Father Pat's Pastoral Ponderings
Twentieth Sunday After Pentecost
October 10, 2010

St. Luke's account of the baptism of Jesus is contained in a single, closely constructed sentence: "Now it happened, when all the people were baptized, and Jesus — having been baptized — was praying, that heaven was opened, and the Holy Spirit, in bodily form like a dove, came down upon Him, and there was a voice from heaven: "You are My beloved Son; in You I am well pleased" (3:21-22).

The reader observes two curious features in the formal construction of this story: First, John the Baptist is not mentioned; Luke, having already spoken of John's arrest (3:20), leaves him out completely. Second, the baptism itself is not of central concern; it has already happened and is mentioned only in a subordinate clause. Luke's focus is directed, rather, to Jesus' experience of the Father and the Holy Spirit.

>From a material perspective, there are four details worthy of particular attention in Luke's version of the baptism of Jesus:

First, Jesus' baptism is not isolated from that of the crowd: ". . . when all the people were baptized . . ." The evangelist's stress on this point indicates Jesus' solidarity with the rest of humanity. This solidarity is also addressed by Luke's inclusion — immediately after the baptism — of the genealogy, in which Jesus' ancestry is traced all the way back to Adam (3:23-38). In other words, Luke's mention of "the people" in this place pertains to his larger interest in the humanity of Jesus.

Second, only Luke speaks of our Lord at prayer in the baptismal scene: ". . . Jesus — having been baptized — was praying . . ." This is the first of many times when Luke will speak of Jesus communing with God as other human beings do-namely, by prayer (cf. 5:16; 6:12; 9:19,28; 10:21-23; 11:2; 22:32,41-44; 23:46).

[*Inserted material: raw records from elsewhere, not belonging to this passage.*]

Issue #2438, opened 2021-02-22
Deprecation banner on module which doesn't appear to be deprecated


bigpreshkt:
I see that #2436 has started showing deprecation banners.

I see one for, e.g. https://metacpan.org/pod/CHI

However, I don't see anything to suggest that module is deprecated, and if I ask the API:

```
[davidp@columbia:~]$ jq .deprecated <(curl -s https://fastapi.metacpan.org/v1/release/CHI)
"false"
```

Similarly, no sign that it should be deprecated at https://explorer.metacpan.org/?url=/module/JSWARTZ/CHI-0.60/lib%2FCHI.pm

Am I missing something obvious, or is this displaying the banner wrongly?

bleargh45:
That _does_ appear to be incorrect; let me go take a look at that for you right now.

bleargh45:
Now seeing what the discrepancy was that caused this to occur...

When using the local `metacpan-docker` setup to do development with, the `deprecated` field is properly cast as a Boolean, and returns `false`.  The Production API, however, returns it as a string value, `"false"`:

```
$ curl --silent http://localhost:5000/module/CHI        | jq .deprecated
false

$ curl --silent http://fastapi.metacpan.org/module/CHI  | jq .deprecated
"false"
```

bleargh45:
And, more frustratingly, it also appears that the boolean-ness of the values are not consistent across the API Index:

```
$ curl --silent http://fastapi.metacpan.org/release/Alien-Prototype-Carousel  | jq .deprecated
true

$ curl --silent http://fastapi.metacpan.org/release/CHI  | jq .deprecated
"false"
```

```
$ curl --silent http://fastapi.metacpan.org/module/Dist::Zilla::Plugin::EOLTests | jq .deprecated
true

$ curl --silent http://fastapi.metacpan.org/module/Dist::Zilla::Plugin::Test::EOL | jq .deprecated
"false"
```

So... for the moment, simplest approach looks like checking not just for the 1/0-ness of the Bool, but also for "true/false" (as strings).  At least, until we can determine what's up with the underlying index, and can figure out how to address that.

oalders:
@mickeyn any idea what's going on with the booleans?

bleargh45:
[...]

PR #2439, opened 2021-02-22
Disable "deprecated" notifications

bleargh45:
While this worked great in Dev on a partial index, something fishy is going on and the notification is showing incorrectly in Production.

Until we can diagnose the cause and correct, disable the display of Deprecated notifications.

Related to #2438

Third, Luke emphasizes the manifest way the Holy Spirit descended on Jesus: ". . . the Holy Spirit, in bodily form [somatiko eidei] like a dove, came down upon Him . . ."

Although the activity of the Holy Spirit has already become thematic in Luke's account (cf. 1:15,35,41,67; 2:25,26,27; 3:16), a particular theological note attends the Spirit's appearance in the baptismal scene — namely, this evangelist portrays our Lord's baptism as a public anointing by the Holy Spirit. Jesus uses this very expression, in fact, when, in the first words of His public ministry — and quoting the Book of Isaiah — He announces, "The Spirit of the Lord is upon Me, / Because He has anointed Me" (4:16; Isaiah 61:1).

The Spirit's baptismal anointing of Jesus is theologically decisive for Luke. For starts, this event is the chronological terminus a quo of the apostolic message (cf. Acts 1:21-22). In respect to this anointing, moreover, Luke goes on to quote St. Peter's assertion that the Gospel "began from Galilee after the baptism which John preached: how God anointed Jesus of Nazareth with the Holy Spirit and with power, who went about doing good and healing all who were oppressed by the devil, for God was with Him" (10:37-38 emphasis added).

Fourth, in Luke's version of the baptism — as in Mark's, the voice of the Father addresses Jesus directly. He does so twice: "You are My beloved Son; in You I am well pleased" (emphasis justified by the grammar of the Greek original). We take note of the vigorously repeated I/You structure.

The proclamation of Jesus' sonship hardly comes as "news" to Luke's readers, of course, who recall the announcement of Gabriel: "The Holy Spirit will come upon you, and the power of the Highest will overshadow you; therefore, also, that Holy One who is to be born will be called the Son of God" (1:35).

Nor does this identification come as "fresh information" to Jesus. More especially, the Father's word should not be heard as Jesus' "vocation," in the sense familiar to the Hebrew prophets. It was nothing of the sort. Eighteen years earlier, after all, He had asked His parents, "Why did you seek Me? Did you not know that I must be about the things of My Father?" (Luke 2:49)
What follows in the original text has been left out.